Factually, it is accurate if we consider it represents the situation "from the top down". Brick was the earliest study conducted which demonstrated a very significant increase in autism. Brick found 4 in 1000 children had "core autism", which one could construe to be autism as defined prior to the DSM-IIIR and DSM-IV expansions, and 6.7 per 1,000 for Full Spectrum, giving us a ratio of about 3:4 for "Expansion Autism:Kanner's Autism, not so far from the 50% that Insel has stated. Brick was followed by numerous studies in mulitple locations in multiple countries which have shown numbers consistant with those from NJ, if they are gradually creeping upwards.

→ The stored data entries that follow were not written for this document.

PR #462, opened 2024-01-21
add task solution

dyarechuk:
[DEMO LINK](https://dyarechuk.github.io/react_autocomplete/)

### DIFF
--- a/src/App.tsx
+++ b/src/App.tsx
@@ -1,54 +1,123 @@
-import React from 'react';
+import React, { useCallback, useState } from 'react';
 import './App.scss';
+import cn from 'classnames';
+import debounce from 'lodash.debounce';
 import { peopleFromServer } from './data/people';
+import { Person } from './types/Person';
 
 export const App: React.FC = () => {
-  const { name, born, died } = peopleFromServer[0];
+  const [selectedPerson, setSelectedPerson] = useState<Person | null>(null);
+  const [query, setQuery] = useState('');
+  const [appliedQuery, setAppliedQuery] = useState('');
+  const [visible, setVisible] = useState(false);
+
+  // eslint-disable-next-line
+  const applyQuery = useCallback(
+    debounce((value: string) => setAppliedQuery(value), 1000),
+    [],
+  );
+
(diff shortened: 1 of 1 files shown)


src/App.tsx
```diff
@@ -1,54 +1,123 @@
...
+import debounce from 'lodash.debounce';
 import { peopleFromServer } from './data/people';
+import { Person } from './types/Person';
 
 export const App: React.FC = () => {
-  const { name, born, died } = peopleFromServer[0];
+  const [selectedPerson, setSelectedPerson] = useState<Person | null>(null);
+  const [query, setQuery] = useState('');
+  const [appliedQuery, setAppliedQuery] = useState('');
+  const [visible, setVisible] = useState(false);
```
Xilston, line 12: Use more understandable variables names. `visible` does not provide sense for what this variable.

src/App.tsx
```diff
@@ -1,54 +1,123 @@
...
+    setAppliedQuery('');
+    setQuery('');
+  };
+
+  const handleOnChange = (event: React.ChangeEvent<HTMLInputElement>) => {
+    setQuery(event.target.value);
+    applyQuery(event.target.value);
+  };
+
+  const preparedPeople = (people: Person[], queryFilter: string) => {
```
Xilston, line 44: `preparedPeople` better to name it `preparePeople`, without ed at the end, because it's function.

Xilston (approved):
Gooj job! Nice solutions with reset button, I've enjoyed.

src/App.tsx
DanilWeda: Correct. Fix, please.

src/App.tsx
DanilWeda: Correct. Fix, please.

DanilWeda, line 44: you can move it outside component file

DanilWeda (changes requested):
Good job. 
Check some minor comments.
Many thanks!

olya-shyian (approved):
Nice!✨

However, Burd in the mid 80's found just 3 per 10,000 for "core autism", and a follow up study years later found he had missed 1 single Autist. This rate was entirely consistant with numerous other studies in the 70's and 80's in mulitple locations in multiple countries, so we can trust Burd was accurate in his assessment.

What we see is an very precipitous jump in prevalance of greater than 1000%, something which cannot be explained by simple genetics, and absolutely must be dependant upon some external environmental factor, either activating genes which may have been present but dormant previously, degenerating genes in novel way(s), or else not relying upon genes at all, but causing more straight forward metabolic damage leading to autism.

The 50% only comes into play for the Aspies and PDD-NOS persons who would have been previously completely off the radar since they did not present as severe deficits in communication and social interaction.

It is entiorely possible that there has been NO increase in Asperger's, since it was largely unknown by professionals until just very recently. But to make any claims that people with full-blown autism were somehow missed in numbers that would make incidence consistant for decades past is either the foolish musings of the ill-informed or just straight forward academic dishonesty, take your pick.

Dad Fourkids

M.J. said...

The problem with Dr. Coplan isn't that he is stuck holding old beliefs, but rather he seems to believe in the ND movement. If you look at his comments on his first post (sorry, can't get a link to it) -

"I also have a sister with developmental disabilities, so I have lived some of these struggles from a sibling's perspective."

followed later by

"The irony in my sister's case is that my parents tried too hard, I think, to make her "normal," rather than enjoying her (and the rest of us) for who we were."

And more importantly, in his second post, he links to a paper by Morton Ann Gernsbacher, Michelle Dawson, and H. Hill Goldsmith called "Three Reasons Not to Believe in an Autism Epidemic"

If he is coming from an ND perspective it is no wonder he engages in denialism.

Deborah Zike said...

I am responding to your recent article in Psychology Today. I am delighted that envronmental and/or prenatal causes are now being looked at for causes of autism. My brother who died in 2009 was diagnoses with autism in 1968. I remember our mother had several risk factors during that pregnancy. Tim was also born 3 weeks premature and was jaundiced when he came home from the hospital. Our sister who was quoted last year in the New York Times claimed that autism is genetic. She teaches at Eastern Michigan University in their autism program. I wonder if she is in denial about all that our mother went through in the pregnancy with our brother. I appreciate studies of other causes for this condition and wonder why people keep claiming autism's genetic when this condition had never occurred in our family before.